Ratnapriya initiated the “Trade Unions for Social Justice” front to back Sirisena and promote him as a “democrat” and “pro-people.” He also became convener of “Purawesi Balaya” (People’s Power), an alliance of pseudo-left groups and academics tasked with campaigning for Sirisena.
The Sirisena-Wickremesinghe unity government anchored Sri Lanka within the US camp and implemented the International Monetary Fund’s austerity measures.
The “unity” government, however, broke apart, as increasing numbers of workers came into struggle against the government’s reactionary social policies. Ratnapriya stood with Wickremesinghe, denouncing strikes and protests by workers and students, describing them as anti-government conspiracies.
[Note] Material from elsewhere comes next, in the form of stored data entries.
PR #17973, opened 2021-07-21
MM-36271: Bump major version to 6.0

agnivade:
https://mattermost.atlassian.net/browse/MM-36271

```release-note
We bump the major version to 6.0
```


streamer45:
Were we planning of bumping model and schema version as well or keeping those in a separate PR?

agnivade:
Ah good point. Let me do that.

agnivade:
Done.

streamer45 (approved):
Awesome, thanks :+1:

agnivade:
@streamer45 - the store schema version upgrade has a problem because there is a unit test which upgrades the DB schema and verifies it matches with `CurrentSchemaVersion`. Which essentially means we need to have the line `if shouldPerformUpgrade(sqlStore, Version5380, Version6000) {`.

Given that we don't even have the line for 5380 yet, I would defer it from being bumped until we actually cut v6.

Thoughts?

streamer45:
> @streamer45 - the store schema version upgrade has a problem because there is a unit test which upgrades the DB schema and verifies it matches with `CurrentSchemaVersion`. Which essentially means we need to have the line `if shouldPerformUpgrade(sqlStore, Version5380, Version6000) {`.
> 
> Given that we don't even have the line for 5380 yet, I would defer it from being bumped until we actually cut v6.
> 
> Thoughts?

I think we should remove the if blocks from 5.38 since that will be based of Cloud which has been merged already and then proceed normally. Also, we just merged 6.0 branch into master so make sure to update the base branch for this.

metanerd:
Changed base branch to master, otherwise I am not able to delete release-6.0 branch.

PR #17989, opened 2021-07-22
MM-36545 Fix replica lag issue causing missed websocket events to update following

jwilander:
#### Summary
When user A commented on another user B's root post that had no previous replies, user B should receive a websocket event updating the thread, particularly the following status, for that root post. The thread membership for user B is created as part of the notification code. Further down in that same notification code that thread membership was attempted to be read from the database again. If read replicas are configured this is a classic case for replica lag to cause the thread membership to not seem to exist, which leads to user B not getting the websocket event.

The fix was to maintain references to the thread memberships for use later in the SendNotifications function instead of re-querying the database for them.

#### Ticket Link
https://mattermost.atlassian.net/browse/MM-36545

#### Release Note

```release-note
Fix root posts not being shown as followed for the post creator after receiving the first reply that affected servers with collapsed reply threads turned on and database read replicas configured.
```


app/notification.go
```diff
@@ -203,6 +204,7 @@ func (a *App) SendNotifications(post *model.Post, team *model.Team, channel *mod
 					}
 
 					if membership != nil && !membership.Following {
+						participantMemberships[userID] = membership
```
agnivade, line 207: This is a data race - we are writing to this map from multiple goroutines. Please guard this with a mutex.

app/notification.go
```diff
@@ -474,9 +477,10 @@ func (a *App) SendNotifications(post *model.Post, team *model.Team, channel *mod
 			}
 			if sendEvent {
 				message := model.NewWebSocketEvent(model.WebsocketEventThreadUpdated, team.Id, "", uid, nil)
-				threadMembership, err := a.Srv().Store.Thread().GetMembershipForUser(uid, post.RootId)
-				if err != nil {
-					return nil, errors.Wrapf(err, "cannot get thread membership %q for user %q", post.RootId, uid)
+				threadMembership := participantMemberships[uid]
+				if threadMembership == nil {
```
agnivade, line 481: Is it expected that `threadMembership` can be nil? If so, I'd suggest to tune it down to debug rather than warn. If not, then warn is fine.

agnivade (commented):
As an aside, I just realized that we are spawning as many goroutines as the number of `threadParticipants` in line 191. And each goroutine can make up to 2 DB calls. In a scenario with 5000 participants, this code will make 10000 DB calls simultaneously and bring down the DB.

This is the first item in our style guide: https://developers.mattermost.com/contribute/server/style-guide/#default-to-sync-instead-of-async. Do not use goroutines until you understand their complete behavior :P Anyways, I have digressed. But this is a ticking time-bomb which we should fix.

ashishbhate:
>. Do not use goroutines until you understand their complete behavior 

We do understand the behaviour - its very bad ;) 

The `SendNotifications` function is on my radar for cleaning up, hopefully after the migrations stuff is done.

app/notification.go
jwilander: Right, will do

app/notification.go
jwilander: It should never be nil.

jwilander:
As part of that I'm not convinced we need to send the `WebsocketEventThreadUpdated`. I'm pretty sure any client receiving the new post websocket event should have enough information to construct the thread. That would be a fairly large refactor and require some investigation but it might be a way to reduce the complexity here and the number of websocket broadcasts.

@ashishbhate can you make a ticket for the goroutine issue @agnivade raised? We should tackle that before GA of CRT.

ashishbhate:
@jwilander I made this ticket https://mattermost.atlassian.net/browse/MM-37368 a little while earlier. Do you want me to make a separate ticket? I was going to bring that ticket up during the next planning meeting for triage.

jwilander:
That's good enough since it calls out the goroutine issue but probably better to split the two items in the ticket off into their own tickets so we can track separately

agnivade (approved):

app/notification.go
```diff
@@ -474,9 +483,10 @@ func (a *App) SendNotifications(post *model.Post, team *model.Team, channel *mod
...
+					a.Log().Warn("Missing thread membership for participant in notifications.", mlog.String("user_id", uid), mlog.String("thread_id", post.RootId))
+					continue
```
ashishbhate, line 489: `participantMemberships` will only contain members who have been mentioned in the post. The loop here notifies all followers of the thread. A person who manually followed the thread wont be mentioned (or be a participant), so the won't get notified here. I think for `threadMembership == nil` we need to query the DB for that membership instead of just logging the error.

ashishbhate (approved):

jwilander:
@amyblais I'd actually like this one to soak on community for a bit first before going to cloud. I can cherry-pick afterwards.

PR #17995, opened 2021-07-23
MM-36448: Removes legacy CLI commands.

mkraft:
#### Summary

Removed the following deprecated CLI commands:

* `channel`
* `command`
* `config`
* `extract`
* `group`
* `import`
* `integrity`
* `jobserver`
* `ldap`
* `license`
* `logs`
* `permissions`
* `plugin`
* `reset`
* `roles`
* `sampledata`
* `team`
* `user`
* `webhook`

The remaining commands are:

* `db`
* `export`
* `server`
* `version`

#### Ticket Link

https://mattermost.atlassian.net/browse/MM-36448

#### Release Note

```release-note
Removed the following deprecated CLI commands:
* channel
* command
* config
* extract
* group
* import
* integrity
* jobserver
* ldap
* license
* logs
* permissions
* plugin
* reset
* roles
* sampledata
* team
* user
* webhook
```


wiersgallak (approved):
LGTM

streamer45:
@mkraft This is going to break a couple of scripts mainly due to removing the "version" command. We should consider implementing a solution before merging.

BenCookie95:
> @mkraft This is going to break a couple of scripts mainly due to removing the "version" command. We should consider implementing a solution before merging.

Also might be worth broadcasting in a channel that these are being deleted just in case they're being used somewhere we're unaware of

mkraft:
> @mkraft This is going to break a couple of scripts mainly due to removing the "version" command. We should consider implementing a solution before merging.

I've re-added `version` command for now. It's being used in some scripts as a way to migrate the database, with the output of version is being discarded. One option would be to move that into a `db migrate` command that doesn't even output the version. Thoughts?

mkraft:
> > > @mkraft This is going to break a couple of scripts mainly due to removing the "version" command. We should consider implementing a solution before merging.
> > 
> > 
> > I've re-added `version` command for now. It's being used in some scripts as a way to migrate the database, with the output of version is being discarded. One option would be to move that into a `db migrate` command that doesn't even output the version. Thoughts?
> 
> Yes, that's what we were talking about, relying on implicit side effects. Big +1 on adding a dedicated command that does what it says.

Something like https://github.com/mattermost/mattermost-server/compare/MM-36448_remove-legacy-cli-commands...MM-36448_remove-legacy-cli-commands-with-migrate.

streamer45:
> Something like [MM-36448_remove-legacy-cli-commands...MM-36448_remove-legacy-cli-commands-with-migrate](https://github.com/mattermost/mattermost-server/compare/MM-36448_remove-legacy-cli-commands...MM-36448_remove-legacy-cli-commands-with-migrate).

Yeah that would work. Actually I don't think we need to start up the server at all. We just need to create the store, similarly to what `db init` does.

BenCookie95 (approved):
Is there a list of the commands removed? Maybe we should add that to the release notes

mkraft:
> Is there a list of the commands removed? Maybe we should add that to the release notes

Added them, thanks.

mkraft:
> > Something like [MM-36448_remove-legacy-cli-commands...MM-36448_remove-legacy-cli-commands-with-migrate](https://github.com/mattermost/mattermost-server/compare/MM-36448_remove-legacy-cli-commands...MM-36448_remove-legacy-cli-commands-with-migrate).
> 
> Yeah that would work. Actually I don't think we need to start up the server at all. We just need to create the store, similarly to what `db init` does.

Looks like it'll have to be in a separate PR as we're out of time for v6.

streamer45 (approved):

furqanmlk (approved):
E2E Passed (90% passed, 10% is expected failures in Prod)
https://automation-dashboard.vercel.app/cycles/76a8f17c-8cb3-4182-8c71-3f540ff2508f

streamer45:
@mkraft 

I've reintroduced the `jobserver` command in https://github.com/mattermost/mattermost-server/pull/18220 since we still need to support dedicated job servers. We should either cherry-pick this to cloud with that included or add the linked PR on top of it. Let me know what you prefer and if I can help with it.

amyblais:
> @mkraft
> 
> I've reintroduced the `jobserver` command in #18220 since we still need to support dedicated job servers. We should either cherry-pick this to cloud with that included or add the linked PR on top of it. Let me know what you prefer and if I can help with it.

A cherry-pick PR is open here: https://github.com/mattermost/mattermost-server/pull/18216

PR #17998, opened 2021-07-24
MM-25516: Changed to byte slice instead of string for cluster messages

agnivade:
https://mattermost.atlassian.net/browse/MM-25116

Testing:
Manually tested.
Load-tested with Cluster Controller.

I looked into changing the serialization method to use msgpack,
but the ClusterMessage struct was mainly used for only 3 fields
which didn't lead to much of a CPU time improvement, whereas
actually led to more allocations using msgpack. Hence, I chose
to remain with JSON.

```
name              old time/op    new time/op    delta
ClusterMarshal-8    3.51µs ± 1%    3.10µs ± 2%  -11.59%  (p=0.000 n=9+10)

name              old alloc/op   new alloc/op   delta
ClusterMarshal-8      776B ± 0%     1000B ± 0%  +28.87%  (p=0.000 n=10+10)

name              old allocs/op  new allocs/op  delta
ClusterMarshal-8      12.0 ± 0%      13.0 ± 0%   +8.33%  (p=0.000 n=10+10)
```

```release-note
Changed the field type of Data in model.ClusterMessage to []byte from string.
```


app/busy.go
```diff
@@ -109,11 +110,12 @@ func (b *Busy) notifyServerBusyChange(sbs *model.ServerBusyState) {
 	if b.cluster == nil {
 		return
 	}
+	buf, _ := json.Marshal(sbs)
```
agnivade, line 113: I didn't want to check the error just yet. Kept the scope of the PR just to changing the field type.

app/plugin_event.go
```diff
@@ -4,16 +4,19 @@
 package app
 
 import (
+	"encoding/json"
+
 	"github.com/mattermost/mattermost-server/v6/model"
 )
 
 func (s *Server) notifyClusterPluginEvent(event model.ClusterEvent, data model.PluginEventData) {
+	buf, _ := json.Marshal(data)
```
agnivade, line 13: Same

streamer45 (approved):
Looks good :+1:

app/busy.go
streamer45: Let's just make sure to track this.

agnivade: https://mattermost.atlassian.net/browse/MM-37409

agnivade:
@amyblais - Just a quite note, this PR requires an upgrade note for v6.

PR #17999, opened 2021-07-26
MM-22051: Remove ToJson methods from network writes

agnivade:
We replace the double conversion of
[]byte to string, with a direct write
to http.ResponseWriter.

https://mattermost.atlassian.net/browse/MM-22051

Tried using gofmt -r, but it only accepts Go
expressions. So had to resort to an ugly sed replace

sed -E -i 's/w.Write\(\[\]byte\((.*).ToJson\(\)\)\)/if err := json.NewEncoder\(w\).Encode\(\1\); err != nil { mlog.Warn\("Error while writing response", mlog.Err\(err\)\)}/g' *.go

```release-note
NONE
```

### DIFF
--- a/api4/bot.go
+++ b/api4/bot.go
@@ -13,6 +13,7 @@ import (
 
 	"github.com/mattermost/mattermost-server/v6/audit"
 	"github.com/mattermost/mattermost-server/v6/model"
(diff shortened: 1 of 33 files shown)


streamer45 (approved):
One liners FTW :muscle:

During last year’s presidential election, he sided with UNP candidate Sajith Premadasa, claiming the pro-US party leader was a democrat, against “fascist” Gotabhaya Rajapakse. This was part of a campaign by various unions, fake-left groups, academics and Tamil parties to corral the masses behind Premadasa. The treacherous campaign to prevent any independent mobilisation of the working class only aided Gotabhaya Rajapakse.
Ratnapriya is an implacable enemy of the working class. His ever-rightward political trajectory, over the past two decades, underscores, yet again, the necessity for workers to break from the unions, build their own action committees and mobilise on a socialist and internationalist program, against all factions of the Sri Lankan capitalist class and their trade union defenders.